## [About this exercise]
The lines to return are those below that contain the word "code".

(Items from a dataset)
───

PR #733, opened 2023-01-18
fix: remove type annotations from _struct.py

### LINKED ISSUE #545: Wrong types for STRUCT.__init__() args
I am getting Pylance type-checking warnings when trying to use `STRUCT`. My code looks like this:

```
...
Column(
    "analysis_filter",
    ARRAY(STRUCT(dimension=String, values=ARRAY(STRUCT(value=String)))),
),
...
```

Pylance underlines `dimension=String` and gives this warning:

```
Argument of type "Type[String]" cannot be assigned to parameter "dimension" of type "Mapping[str, TypeEngine]" in function "__init__"
  "Type[type]" is incompatible with "Type[Mapping[str, TypeEngine]]"
```

And similar warnings for `values=ARRAY(...)` and `value=String`.

I think the problem might be wrong types for the args in the `STRUCT.__init__()` function. That function is declared in _struct.py as follows:

```
def __init__(
    self,
    *fields: Tuple[str, sqlalchemy.types.TypeEngine],
    **kwfields: Mapping[str, sqlalchemy.types.TypeEngine],
):
```

But according to PEP 484, types for `*args` and `**kwargs` should be the type of a single argument, not the `Tuple` or `Dict` type of `args` or `kwargs` itself (see https://peps.python.org/pep-0484/#arbitrary-argument-lists-and-default-argument-values).

So I think `**kwfields` should be declared like this:

```
    **kwfields: sqlalchemy.types.TypeEngine,
```

I don't know how `*fields` should be declared. I'm not sure whether it's possible to specify different types for the individual elements of `*args`. Maybe this function shouldn't use `*args` and should use two explicitly defined arguments instead?

aribray:
Removes type annotations from _struct.py

 Make sure to open an issue as a [bug/issue](https://github.com/googleapis/python-bigquery-sqlalchemy/issues/new/choose) before writing your code! That way we can discuss the change, evaluate designs, and agree on the general idea
 Ensure the tests and linter pass
 Code coverage does not decrease (if any source code was changed)
 Appropriate docs were updated (if necessary)

Fixes #545  🦕


setup.py
```diff
@@ -46,7 +46,7 @@ def readme():
 
 
 extras = dict(
-    geography=["GeoAlchemy2", "shapely"],
+    geography=["GeoAlchemy2==0.12.5", "shapely"],
```
chalmerlowe, line 49: It is not clear why we included a specific version of `GeoAlchemy2` in this PR.
Ari is not supporting this task, so I am unable to ask about it.
I am gonna remove it and ensure that tests pass without it.

If tests pass, I recommend we merge.

chalmerlowe, line 49:
```suggestion
    geography=["GeoAlchemy2", "shapely"],    
```

chalmerlowe (approved):
LGTM

PR #736, opened 2023-01-25
fix: Avoid sqlalchemy20

chalmerlowe:
Prevents the prerelease/compliance installs from using sqlalchemy at >2.0.0 (NOTE: sqlalchemy 2.0.0 has many breaking changes and is not being supported at this time).

* Removes the nox `prerelease` install in deference to the autogenerated `prerelease_deps` install.
* prevents prerelease testing from installing sqlalchemy > 2.0.0
* adds a warning suppression environmental variable related to attempts by the code to use syntax that is not found in sqlalchemy 2.0.0
* corrects an error in how dependency testing is handled (by eliminating the `SYSTEM_TEST_EXTRAS` collection of test modules (specifically the only package in this collection was being improperly installed)).


shollyman (commented):
Rather than removing these configs, should we instead disable the kokoro prerelease target internally?

noxfile.py
```diff
@@ -369,7 +299,7 @@ def compliance(session):
         session.skip("Compliance tests were not found")
 
     session.install("--pre", "grpcio")
-
+    session.install("--pre", "--no-deps", "--upgrade", "sqlalchemy<2.0.0")
```
shollyman, line 302: the goal with the upgrade + constraint is to pick up the latest of everything but sqlalchemy?

owlbot.py
```diff
@@ -72,10 +72,28 @@
...
 
+
+s.replace(
+    ["noxfile.py"], 
+    "\+ SYSTEM_TEST_EXTRAS",
+    "",
+)
+
+
+s.replace(
```
shollyman, line 88: I always worry about brittleness with these kinds of replacements, but alas that's problem for future us.

shollyman (approved):
LGTM, but I defer to parthea who's far more familiar with the operational aspects here.

noxfile.py
chalmerlowe: The constraint is to ensure that we install a prerelease version of sqlalchemy up to but not including 2.0.0.

owlbot.py
chalmerlowe: you and me both. 
i really disliked these `s.replace()` functions as I was writing them.

parthea (approved):

PR #737, opened 2023-01-26
docs: pass credentials as python dictionary

### LINKED ISSUE #331: Can we pass the credentials directly as dictionary/json instead of key json file path?
Actually I want to take credentials as input from the user and saving it in the file would be not appropriate, so is there a way where i can directly pass credentals to connect method instead of json key file path?

alvarowolfx:
Document how to pass the credentials directly as dictionary/json instead of key json file path.

Fixes #331  🦕


README.rst
```diff
@@ -104,12 +104,21 @@ Project
...
 
 .. code-block:: python
 
+    # provide the path to a service account JSON file
     engine = create_engine('bigquery://', credentials_path='/path/to/keyfile.json')
 
+    # provide credentials as a Python dictionary
+    credentials_info = {
+        "type": "service_account", 
+        "project_id": "service-account-project"
```
chalmerlowe, line 119: In examples, my sense is that it sometimes helps to highlight for the end user (especially a novice) that they need to replace something by using a phrase that indicates they should provide the value (i.e. using the term "your").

───

## [Problem solution]
I am getting Pylance type-checking warnings when trying to use `STRUCT`. My code looks like this:
 Make sure to open an issue as a [bug/issue](https://github.com/googleapis/python-bigquery-sqlalchemy/issues/new/choose) before writing your code! That way we can discuss the change, evaluate designs, and agree on the general idea
 Code coverage does not decrease (if any source code was changed)
* adds a warning suppression environmental variable related to attempts by the code to use syntax that is not found in sqlalchemy 2.0.0
 .. code-block:: python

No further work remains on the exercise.